TASK BRIEF :: Scan the data below for the string "previously". Show every line where it turns up.
• • • • •
PR #7773, opened 2024-11-14
Fix compiler identification with Clang on Darwin

Un1q32:
### Prerequisites

### Description

Moves the `__GNUC__` check below the `__clang__` check, as Clang defines `__GNUC__` when compiling for Darwin targets, identifying itself as GCC 4.2 for compatibility, resulting in imagemagick saying it was compiled with GCC 4.2 when it is compiled with Clang for Darwin.


dlemstra (approved):

dlemstra:

Un1q32:
Just found out this doesn't just affect Darwin, but Linux too, and probably other targets.

dlemstra:
It affects probably everyone building with clang. These changes are included in the latest release.

PR #7906, opened 2025-01-16
Magick++ Documentation Verification

akourieh:
## Description 
The current solution for the [documentation for Magick++](https://www.imagemagick.org/Magick++/Documentation.html) verification (discussed [here](https://github.com/ImageMagick/ImageMagick/discussions/7772#discussion-7479103) and here [#6704](https://github.com/ImageMagick/ImageMagick/discussions/6704)) involves a script that displays inconsistencies with function signatures between manually written documentation for Magick++ and Doxygen-generated documentation which is up to date. 

## GitHub Workflow
I made a GitHub Action that will run everyday at 6 AM like the other workflows there are. It will basically install the libraries needed and run a mini script. For the output of the mismatches, it is currently just printed out inside the workflow as described in the demo below.

In the workflow, there is a mini script that loops through all API documentation file (of Magick++) and the corresponding files generated by doxygen. It will run the Python script I made for each API file. Currently, not all files are supported. Indeed, I only search for the tables in the written HTML doc that contains something similar to "Method, Return, Signature, Description" since this is where the first issue arised from. Although, I realized some of the documentation also specifies class methods, attributes, etc. which is also doable in the future. These are the files in the Magick++ documentation that are not checked currently : `Drawable`, `STL`, `TypeMetric`.

## Python Script
The Python script is used to parse first through the documentation file and store all signatures (conform to the table as said above) in a dictionary. After cleaning all strings, I compare them with the Doxygen file generated previously to make sure that the documentation is still up to date with the current code. If there's a mismatch, it is printed out in the workflow.

In order to parse the HTML files accurately, I decided to make a Python script. However, I realized there are no Python scripts used anywhere in this project and I understand that in order to conform myself to this I should follow this pattern but I think it is just not efficient to do this in bash (which I tried previously). There are two very useful libraries in Python to do this parsing quite efficiently which are BeautifulSoup and Pandas.

I have tested the script and checked all files to see if the mismatches were all accurate and they were indeed. So currently, the scripts only displays the mismatches so anyone can go and change them manually. However, in the future, it would be possible to automate the update of the documentation (and I'm not sure if there is any need for a write permission ?).

## Demo of the workflow
So, if you go in the GitHub website of my forked repo https://github.com/akourieh/ImageMagick/ and in the Actions section, you can go on the latest run for the "Documentation Check for Magick++" and in there, if you look into the "Compare documentation" section, [you can see all the current mismatches printed](https://github.com/akourieh/ImageMagick/actions/runs/12807934078/job/35709567970), here is a sample of one below.

```
| Checking function signatures for 
|   Documentation file:  www/Magick++/Pixels.html
|   Doxygen file:  www/api/Magick++/classMagick_1_1Pixels.html
|
| - Return type mismatch for method "x"
| Doxygen return type   : ssize_t
| Documentation returns : ['int']
|
| - Return type mismatch for method "y"
| Doxygen return type   : ssize_t
| Documentation returns : ['int']
```
As we can see above, the return type for the "y" function is written to be "int" in the Magick++ API website, however it shows in the header of Pixels that it actually returns a "ssize_t".


dlemstra:
Thanks for your contribution. I will probably take a while before I have time to look at this.

.github/workflows/doc_check.yml
```diff
@@ -0,0 +1,42 @@
...
+    branches:
+      - main
+  workflow_dispatch:
+  schedule:
+    - cron: 0 6 * * *
+
+jobs:
+  doxygen-check:
+    name: 'Documentation Check'
+    runs-on: ubuntu-latest
```
dlemstra, line 14: Please change this to `ubuntu-24.04`.

.github/workflows/doc_check.yml
```diff
@@ -0,0 +1,42 @@
+name: Documentation Check for Magick++
+
+on:
+  push:
```
dlemstra, line 4: Please also add `paths:` and include this file so it will run every time we make a change to it. And do the same for `pull_request:` and include this file.

You can find more information about this in the docs or the `windows-release.yml` file.

.github/workflows/doc_check.yml
```diff
@@ -0,0 +1,42 @@
...
+        run: |          
+          # first generate the Magick++ documentation to be up to date with the current code
+          cd config && doxygen Magick++.dox.in &> /dev/null
+          cd ..
+          
+          # documentation files with function signatures that we can compare with their corresponding doxygen file (currently)
+          DOC_HTML=("Blob.html" "CoderInfo.html" "Geometry.html" "Image++.html" "Montage.html" "Pixels.html")
+          DOXY_HTML=("Blob.html" "CoderInfo.html" "Geometry.html" "Image.html" "Montage.html" "Pixels.html")  # Image.html is the only one that differs from the doxygen file
+          for i in "${!DOC_HTML[@]}"; do
+            python3 scripts/compare_signatures.py www/Magick++/"${DOC_HTML[$i]}" www/api/Magick++/classMagick_1_1"${DOXY_HTML[$i]}"
```
dlemstra, line 40: I would like the build to fail when this script finds an issue in one of the files. But only after each file has been tested. And this doesn't seem to be happening now.

scripts/compare_signatures.py
```diff
@@ -0,0 +1,98 @@
+import re
```
dlemstra, line 1: Can you move this script and its folder to `.github/scripts/compare_signatures.py`?

dlemstra, line 1: Can change the output to print documentation and doxygen in the same order?

From
```
Checking function signatures for 
  Documentation file:  www/Magick++/Pixels.html 
  Doxygen file:  www/api/Magick++/classMagick_1_1Pixels.html 

- Return type mismatch for method "x"
Doxygen return type   : ssize_t
Documentation returns : ['int'] 
```

To
```
Checking function signatures for 
  Doxygen file       : www/api/Magick++/classMagick_1_1Pixels.html 
  Documentation file : www/Magick++/Pixels.html 

- Return type mismatch for method "x"
Doxygen return type   : ssize_t
Documentation returns : ['int'] 
```

dlemstra (commented):
I finally have made some time to take a look at your PR. Thanks for helping us with this. Gave it a test run and it looks promising! Can you please resolve my comments? If you don't have time for this I can also do this myself but I hope you can help us with this.

akourieh:
I have updated my branch with your comments and I have tested it this morning, sorry for the many commits I had issues running the workflow locally. Thank you a lot for the feedback !

dlemstra (commented):
Thanks for adding this for us.

dlemstra (approved):

PR #8196, opened 2025-06-12
Create Install-OpenHarmony.txt for Cross-Compile method of OpenHarmony

kuniqi:
we are using ImageMagick in OpenHarmony, so we'd like to contribute the build guide, hope it can help developers.


dlemstra:
I don't think we want to add this file to our repository.

PR #8230, opened 2025-06-30
Fix NULL pointer dereference in XWarning

moon044:
### Prerequisites

### Description

Hi,
This PR addresses a potential NULL pointer dereference (CWE-476) in `MagickCore/xwindow.c`.

The result of `XSetWindows((XWindows *) ~0)` is used without checking for `NULL`.  
Also, the `description` parameter is passed directly into `XNoticeWidget()` without validation.

If either pointer is `NULL`, it could lead to a segmentation fault or undefined behavior.

---

#### Expected behavior

- All pointers used in function calls must be validated before dereferencing.
- Specifically, `windows` and `description` should be checked for `NULL`.

#### Actual behavior

- No `NULL` check exists before dereferencing `windows->display`.
- No check for `description` being `NULL`, which is cast and used directly.
- This may result in a segmentation fault under edge conditions.

### Patch

This patch adds minimal but sufficient checks before the call to `XNoticeWidget()`:

```diff
windows = XSetWindows((XWindows *) ~0);
+ if (windows == NULL || description == NULL)
+     return;
XNoticeWidget(windows->display, windows, text, (char *) description);
```

---

### Notes
This patch introduces only minimal changes to address the specific issue, without altering the overall behavior of the function.
This change does not alter existing behavior except to prevent a potential crash (segmentation fault).

Thank you for your consideration. I look forward to your feedback.

### DIFF
--- a/MagickCore/xwindow.c
+++ b/MagickCore/xwindow.c
@@ -9708,7 +9708,8 @@ MagickPrivate void XWarning(const ExceptionType magick_unused(warning),
   (void) CopyMagickString(text,reason,MagickPathExtent);
   (void) ConcatenateMagickString(text,":",MagickPathExtent);
   windows=XSetWindows((XWindows *) ~0);
-  XNoticeWidget(windows->display,windows,text,(char *) description);
+  if (windows != (XWindows *) NULL)
+     XNoticeWidget(windows->display,windows,text,(char *) description);
 }
 
 /*


MagickCore/xwindow.c
```diff
@@ -9708,6 +9708,8 @@ MagickPrivate void XWarning(const ExceptionType magick_unused(warning),
   (void) CopyMagickString(text,reason,MagickPathExtent);
   (void) ConcatenateMagickString(text,":",MagickPathExtent);
   windows=XSetWindows((XWindows *) ~0);
+  if (windows == NULL || description == NULL)
```
dlemstra, line 9711: Please remove the `description  == NULL` check because this is already done inside the method. And please change your patch to:

```c
if (windows != ((XWindows *) NULL)
   XNoticeWidget(windows->display,windows,text,(char *) description);
```

dlemstra (commented):
Thanks for the fix. Even though I don't think we ever reach this point when `XSetWindows` would return `NULL` it is probably still good to add a check. Can you update your patch to what I suggested in my comment?

dlemstra (approved):
Thanks for this!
• • • • •
ANSWER TO THIS TASK ::
The Python script is used to parse first through the documentation file and store all signatures (conform to the table as said above) in a dictionary. After cleaning all strings, I compare them with the Doxygen file generated previously to make sure that the documentation is still up to date with the current code. If there's a mismatch, it is printed out in the workflow.
In order to parse the HTML files accurately, I decided to make a Python script. However, I realized there are no Python scripts used anywhere in this project and I understand that in order to conform myself to this I should follow this pattern but I think it is just not efficient to do this in bash (which I tried previously). There are two very useful libraries in Python to do this parsing quite efficiently which are BeautifulSoup and Pandas.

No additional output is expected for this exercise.